(Stored data entries)
BEGIN

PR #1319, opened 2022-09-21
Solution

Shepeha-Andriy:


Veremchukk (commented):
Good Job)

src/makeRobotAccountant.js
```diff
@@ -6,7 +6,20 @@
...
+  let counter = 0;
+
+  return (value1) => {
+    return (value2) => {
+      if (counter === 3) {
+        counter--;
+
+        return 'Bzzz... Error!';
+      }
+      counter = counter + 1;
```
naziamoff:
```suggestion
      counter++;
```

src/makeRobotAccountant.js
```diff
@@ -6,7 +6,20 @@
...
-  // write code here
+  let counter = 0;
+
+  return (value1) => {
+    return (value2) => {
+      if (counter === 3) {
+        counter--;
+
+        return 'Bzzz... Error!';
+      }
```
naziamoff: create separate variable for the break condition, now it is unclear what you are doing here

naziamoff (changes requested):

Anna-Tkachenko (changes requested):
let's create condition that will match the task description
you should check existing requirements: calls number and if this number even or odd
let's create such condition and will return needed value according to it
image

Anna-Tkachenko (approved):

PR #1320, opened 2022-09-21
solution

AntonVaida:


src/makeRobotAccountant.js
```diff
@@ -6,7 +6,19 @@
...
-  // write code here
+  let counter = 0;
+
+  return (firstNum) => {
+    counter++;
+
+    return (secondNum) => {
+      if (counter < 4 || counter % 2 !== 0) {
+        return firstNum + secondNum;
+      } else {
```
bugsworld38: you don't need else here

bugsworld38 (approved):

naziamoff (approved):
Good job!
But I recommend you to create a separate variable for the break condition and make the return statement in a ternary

END

TASK BRIEF: Scan the data above; copy every line where "naziamoff" appears.

TASK SOLUTION:
naziamoff:
naziamoff: create separate variable for the break condition, now it is unclear what you are doing here
naziamoff (changes requested):
naziamoff (approved):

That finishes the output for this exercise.